Hollywood's Finest

A decade ago, Hollywood Police Chief Richard Witt blew the whistle on corrupt hiring practices at his agency. From 1990 to 1995, qualified candidates had consistently been passed over in favor of unsuitable ones, he said. Many of those given jobs were friends or relatives of high-ranking city cops.

An independent investigation found the situation even worse than Witt suggested. During the five-year period, Hollywood hired officers with psychological problems, criminal records, and troubled pasts that should have excluded them from police work. Some cops had been rejected by as many as nine law enforcement agencies before they were allowed to patrol the city's streets. Of 59 offered employment by Hollywood at the time, 42 were found to have psychological or background problems that the city did not address, according to a probe by former Fort Myers Police Chief Donna Hansen.

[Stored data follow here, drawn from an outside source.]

PR #75, opened 2021-01-19
Map fixes

atomiomi:


packages/map/src/marker/hooks.js
```diff
@@ -0,0 +1,15 @@
+import { useContext, useEffect } from 'react';
+import MarkerContext from './context';
+
+
+export const useMarkerContext = () => useContext(MarkerContext);
+
+export const useMarkerEffect = (fn, deps = []) => {
+  const marker = useMarkerContext();
+  deps.push(marker);
```
peterhass, line 9: is there any reason why you are mutating the argument? Would prefer `[marker, ...deps]`

packages/map/src/popup/index.jsx
```diff
@@ -0,0 +1,58 @@
...
+
+Popup.defaultProps = {
+  offsetX: 0,
+  offsetY: 0,
+};
+
+Popup.propTypes = {
+  className: PropTypes.string,
+  children: PropTypes.node,
+  defaultOpen: PropTypes.bool,
```
peterhass, line 53: Possible issue: Pretty similar to nebenan-forms Inputs, we are building here an uncontrolled component. I think it's way easier to have controlled components and if you really don't want to handle their state changes, you build a wrapper for it. 

I see myself needing a state controlled popup in the future

packages/map/src/popup/index.stories.jsx
```diff
@@ -0,0 +1,55 @@
...
+    }, 1000);
+
+    return () => clearTimeout(timer);
+  });
+
+  return <strong>{time || 'Loading...'}</strong>;
+};
+
+export const Default = () => {
+  const isActive = boolean('Active', true);
```
peterhass, line 27: why do we need this?

atomiomi: to check that component doesn't throw errors on unmount

packages/map/src/popup/index.jsx
atomiomi: On second thought, this will require handling misclicks as well and we will need to write a wrapper to hold a state because in most cases we don't want to control it.

There is a pretty simple fix if you want to control popup state -- use key prop

suprMax (approved):
LGTM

"People that need to be dismissed will be dismissed," Mayor Mara Giulianti told the Sun-Sentinel at the time.

It never happened.

Instead, Witt was fired after going public with his claims, and public attention melted away. Then, six months ago, the former Hollywood police chief won a $201,100 verdict against the city. A Broward County jury believed his allegation that he was fired for his attempt to stop nepotism and cronyism in hiring.

Hollywood's decision to fire Witt -- instead of the problem officers -- has resulted in claims of abuse, drunkenness on the job, and irresponsibility. Indeed, the Washington, D.C.-based Police Complaint Center classifies the city's force as among the nation's 25 most troubled agencies.

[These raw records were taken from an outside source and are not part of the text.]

PR #76, opened 2021-01-20
Add LinkHeader and add new label prop

peterhass:
Added the new `label` prop because I need to build this:

Screenshot 2021-01-20 at 08 59 45

### DIFF
--- a/packages/components/src/link_header/index.jsx
+++ b/packages/components/src/link_header/index.jsx
@@ -9,6 +9,7 @@ const LinkHeader = ({
   children,
   to,
   onClick,
+  label,
   reversed,
   className: passedClassName,
   ...cleanProps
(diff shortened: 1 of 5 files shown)


packages/components/src/link_header/index.jsx
```diff
@@ -0,0 +1,61 @@
...
+  return <Link {...cleanProps} {...{ to, className, onClick }}>{content}</Link>;
+};
+
+LinkHeader.propTypes = {
+  className: PropTypes.string,
+  to: PropTypes.string,
+  onClick: PropTypes.func,
+  reversed: PropTypes.bool,
+  children: PropTypes.node,
+  label: PropTypes.node,
```
peterhass, line 58: `label` is only shown if the component is clickable - suggestions for a better name?

atomiomi (approved):

packages/components/src/link_header/index.jsx
suprMax: `action`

During a three-month investigation, New Times reviewed dozens of personnel records, Internal Affairs (IA) files, and lawsuits, as well as psychological reports that were entered into evidence as part of the Witt lawsuit. Among this newspaper's findings:

Of the 42 officers whom Hansen found to have background problems, 30 are still on the force. Of the 17 deemed the most serious, ten are still employed by the city.

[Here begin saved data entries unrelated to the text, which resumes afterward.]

PR #77, opened 2021-01-22
Add theme prop to LinkHeader

peterhass:
I am not really confident into this PR. It's hard to get the design team to generalize stuff.
https://nebenan.slack.com/archives/C01A18L64TV/p1611161946040700?thread_ts=1611153894.038300&cid=C01A18L64TV

Looks like this 'theme' may be used again in the future. I don't want to create a new component that work like this one but only with minor style differences


suprMax (approved):
LGTM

Among those on the force are officers whose backgrounds include charges for driving while intoxicated, reckless driving, theft, and resisting a police officer. Other background problems of those 30 cops include driving on suspended driver's licenses, using drugs, drinking while underage, having credit problems, fighting with fellow officers or superiors in the military, going AWOL from the armed services, and having poor work histories.

Some members of this class of officers have as many as 15 IA complaints against them. At least ten of the officers have been accused multiple times of excessive use of force or police misconduct.

The City of Hollywood has been sued 11 times related to alleged misconduct by these officers. So far, the city has been forced to pay more than $230,000 in judgments or settlements and outside legal fees. Two cases are still pending.

That figure doesn't include the $201,100 jury verdict awarded to Witt, plus the $531,600 his lawyer, former Hollywood Assistant City Attorney Pamela Terranova, has billed the city.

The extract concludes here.